Rowe, raising his voice, responded that he has “lost sleep over this for the last 17 days” and that he would not be rushed “to judgment” by Congress, but he assured lawmakers that “people will be held accountable.”
Sen. Lindsey Graham, the top Republican on the Senate Judiciary Committee, said if something like this happened in the military, “a lot of people would be fired. And if a lot of people are not fired, the system failed yet again.”
He added: “Nothing’s going to change until somebody loses their job.”
The FBI, meanwhile, disclosed new details about Crooks, with Deputy Director Paul Abbate saying a social media account believed to be associated with the gunman suspected in the assassination attempt espoused political violence and included antisemitic and anti-immigrant sentiment. The posts were from the 2019 and 2020 time frame, when Crooks would have been in high school.
On Monday, the FBI revealed that Crooks had looked online for information about mass shootings, power plants, improvised explosive devices and the May assassination attempt of the Slovakian prime minister.
The FBI also said that Trump has agreed to be interviewed by agents as a crime victim. Trump, who appeared at events in the days after the shooting with a bandage on his right ear, said he expects the interview to take place on Thursday.
At Cheatle's hearing last week, she said the Secret Service had “failed” in its mission to protect Trump. She called the attempt on Trump’s life the Secret Service’s “most significant operational failure” in decades and vowed to “move heaven and earth” to get to the bottom of what went wrong and make sure there’s no repeat of it.
Cheatle acknowledged that the Secret Service was told about a suspicious person two to five times before the shooting at the rally.

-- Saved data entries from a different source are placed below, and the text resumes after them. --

PR #733, opened 2020-07-23
[SDPA-4468] New webform validation

MdNadimHossain:
**JIRA issue:** https://digital-engagement.atlassian.net/browse/SDPA-4468

### Issue 
2. When multiple select is true, it doesn't validate the field for the required value.
1. When `webform_term_select` field has a limit of max value at the BE, the user still can select more than the max value and ends up throwing server error during form submission.

### Changed

Two Custom validation added. One will check if a field is required then at least one option should be selected. 
2nd validation will check if user selects more than the limit of a max selection.

### Future work
The automation test needs to be added for form elements. For example, demo content at the BE for a form, with all the allowed form elements and then adding test according to that at the FE.

### Screenshots
Screen Shot 2020-07-23 at 11 33 35 am
Screen Shot 2020-07-23 at 11 33 59 am


packages/components/Molecules/Form/index.vue
```diff
@@ -84,6 +84,20 @@ export default {
...
+      }
+      return ['Add a selection']
+    }
+    // Validate if multiple select has a max limiit of selection.
+    VueFormGenerator.validators.rplSelectMaxLimit = function (value, field) {
+      if (value && value.length <= field.max) {
+        return []
+      }
+      return ['More than ' + field.max + ' selections are not allowed']
+    }
```
tim-yao, line 100: @MdNadimHossain I was planning to move these custom validators out of this component and into a separated js file. To make code more easy to maintain. Happy for you to do a little refactoring if you have time. But not necessary. Thanks!

PR #736, opened 2020-07-27
[SDPA-4235] optimise svg icon component to improve performance - POC

rubyllamadora:
**JIRA issue:** https://digital-engagement.atlassian.net/browse/SDPA-4235

### Changed

1.  Refactor Icon component to improve performance

Note: I have compared 6 icons below just to see performance comparison. Tried to install component performance plugin in my local to check detailed component speed but hasn't been successful

#### Icons listing
**Current SVG** 
Screen Shot 2020-08-10 at 1 48 24 pm
**Refactored**
Screen Shot 2020-08-10 at 1 48 16 pm
 
#### Text with Icon
Screen Shot 2020-08-10 at 2 07 25 pm
Screen Shot 2020-08-10 at 2 07 31 pm


tim-yao:
@rubyllamadora this vue-awesome approach looks nice! I did a check in my local and the icon load time is less now. 👍  One more thing I would like to check in the POC is custom icons. Can you please continue have a look at it, some docs in  https://github.com/dpc-sdp/ripple/blob/master/packages/components/Atoms/Icon/stories.js#L170
There is a few sites are having custom icons, we need to continue allow customer to override the icons or register their own icons. I feel it will be a breaking change for those have custom icons.

rubyllamadora:
> @rubyllamadora this vue-awesome approach looks nice! I did a check in my local and the icon load time is less now. 👍 One more thing I would like to check in the POC is custom icons. Can you please continue have a look at it, some docs in https://github.com/dpc-sdp/ripple/blob/master/packages/ripple-nuxt-tide/README.md#custom-icons
> There is a few sites are having custom icons(e.g vic-gov-au), we need to continue allow customer to override the icons or register their own icons. I feel it will be a breaking change for those have custom icons.

Thanks @tim-yao for taking a look. Definitely breaking change :( 
Will have a look at how we can do custom icons. I'm thinking they should be able to register their own icons and add it to the arrays but the implementation from their side will be refactored. Will check and get back to this.

examples/vic-gov-au/assets/ripple-icon/icon_circle_arrow_right.js
```diff
@@ -0,0 +1,13 @@
...
+  'icon_circle_arrow_right': {
+    width: 10,
+    height: 10,
+    paths: [
+      {
+        d: 'M0 10c0 5.524 4.476 10 10 10s10-4.476 10-10S15.524 0 10 0 0 4.476 0 10zm18.065 0A8.062 8.062 0 0110 18.065 8.062 8.062 0 011.935 10 8.062 8.062 0 0110 1.935 8.062 8.062 0 0118.065 10zM10.44 4.762l4.895 4.895c.19.19.19.496 0 .686l-4.895 4.895a.484.484 0 01-.686 0l-.79-.79a.483.483 0 01.008-.694l2.834-2.706H5.323a.485.485 0 01-.484-.483v-1.13c0-.266.217-.483.484-.483h6.483L8.972 6.246a.483.483 0 01-.008-.694l.79-.79c.19-.19.496-.19.686 0z'
+      }
+    ]
+  }
+})
```
rubyllamadora, line 13: This will be how to register custom icons/if they want to replace Ripple icon with their own they just have to register it with the same name as in Ripple.

examples/vic-gov-au/assets/ripple-icon/icon_circle_arrow_right.js
```diff
@@ -0,0 +1,13 @@
+import Icon from '../../../../packages/components/Atoms/Icon/Icon'
```
rubyllamadora, line 1: In e.g. vic-gov-au, the import path will be '@dpc-sdp/ripple-icon'. I just use relative path here for example

examples/vic-gov-au/pages/CustomIcon.vue
```diff
@@ -0,0 +1,15 @@
+<template>
+  <rpl-icon symbol="icon_circle_arrow_right" color="primary" size="m" />
+</template>
+
+<script>
+import RplIcon from '../../../packages/components/Atoms/Icon/Icon'
+import './../assets/ripple-icon/icon_circle_arrow_right'
```
rubyllamadora, line 7: This import here is for icons specific to their website and should not be added in Ripple. Or if they want to override Ripple icon they just register the Icon as the same name in Ripple.

This component is an example of how to implement custom icons and what needs to be refactored if we want to go down this path. 

ping @tim-yao
Screen Shot 2020-08-13 at 2 26 58 pm

rubyllamadora: The import can also be added inside ripple: {} config when `customIcon:true`. We just need index.js with Icon registration inside ripple-icon directory so we can call it in e.g.
```
<% if (options.customIcon) { %>
  // Add custom icons to library.
  import '../assets/ripple-icon/'
<% } %>
```

rubyllamadora:
Closing and will revive changes when ticket is ready to be worked on.

PR #738, opened 2020-07-29
Feature/globalise border radius variable

rubyllamadora:

### Changed

1.  Update border-radius in components to retrieve from global variable
2.  Embed IE11 polyfill

### DIFF
--- a/packages/components/Molecules/Breadcrumbs/index.vue
+++ b/packages/components/Molecules/Breadcrumbs/index.vue
@@ -34,7 +34,7 @@ export default {
 
   $rpl-breadcrumbs-background: rpl-color('white') !default;
   $rpl-breadcrumbs-border: 1px solid rpl-color('mid_neutral_1') !default;
-  $rpl-breadcrumbs-border-radius: var(--rpl-theme-border-radius, rem(4px)) !default;
+  $rpl-breadcrumbs-border-radius: $rpl-border-radius !default;
   $rpl-breadcrumbs-padding: ($rpl-space-3) ($rpl-space * 5) !default;
   $rpl-breadcrumbs-link-ruleset: ('xs', 1.4em, 'medium') !default;
   $rpl-breadcrumbs-link-color: rpl_color('primary') !default;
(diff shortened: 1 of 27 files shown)


packages/ripple-nuxt-tide/lib/layouts/default.vue
```diff
@@ -124,6 +124,13 @@ export default {
       this.anchorScrollFix(this.$route.hash)
     }
     RplLinkEventBus.$on('navigate', this.onNavigate)
+
+    if (window.MSInputMethodContext && document.documentMode) {
```
rubyllamadora, line 128: @dylankelly I put it here since `window` property does not exist in nuxt.config.js as it server renders. Otherwise, happy to move this to config so this script loads regardless of browser type.

dylankelly: @rubyllamadora You can check which environment you are in by using `process.client` or `process.server` https://nuxtjs.org/faq/window-document-undefined . So in this case a ternary check for process.client should work. Can you please move this out of the unrelated PR for border radius? I'd like to merge them separately, and its always a good practice to keep PR's only about one thing.

rubyllamadora: I have reverted the change. I'll create new PR for this 👍

packages/components/Molecules/Breadcrumbs/index.vue
```diff
@@ -34,7 +34,7 @@ export default {
 
   $rpl-breadcrumbs-background: rpl-color('white') !default;
   $rpl-breadcrumbs-border: 1px solid rpl-color('mid_neutral_1') !default;
-  $rpl-breadcrumbs-border-radius: rem(4px) !default;
+  $rpl-breadcrumbs-border-radius: var(--rpl-theme-border-radius, rem(4px)) !default;
```
dylankelly, line 37: This might be better served by a SCSS variable - What if you wanted to change the default value everywhere? If you created a variable `$rpl-theme-border-radius: var(--rpl-theme-border-radius, rem(4px))` you would only have one place to change it.

rubyllamadora: Ahhh true. I have thought about that when I asked you about the flexibility. I'll create a global variable. Thanks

She also revealed that the roof from which Crooks opened fire had been identified as a potential vulnerability days before the rally.
In a Monday night interview on Fox News Channel, Trump defended the Secret Service agents who protected him from the shooting but said that someone should have been on the roof with Crooks and that there should have been better communication with local police.
“They didn’t speak to each other,” he said.
He praised the sniper who killed Crooks with what he said was an amazing shot but noted: “It would have been good if it was nine seconds sooner.”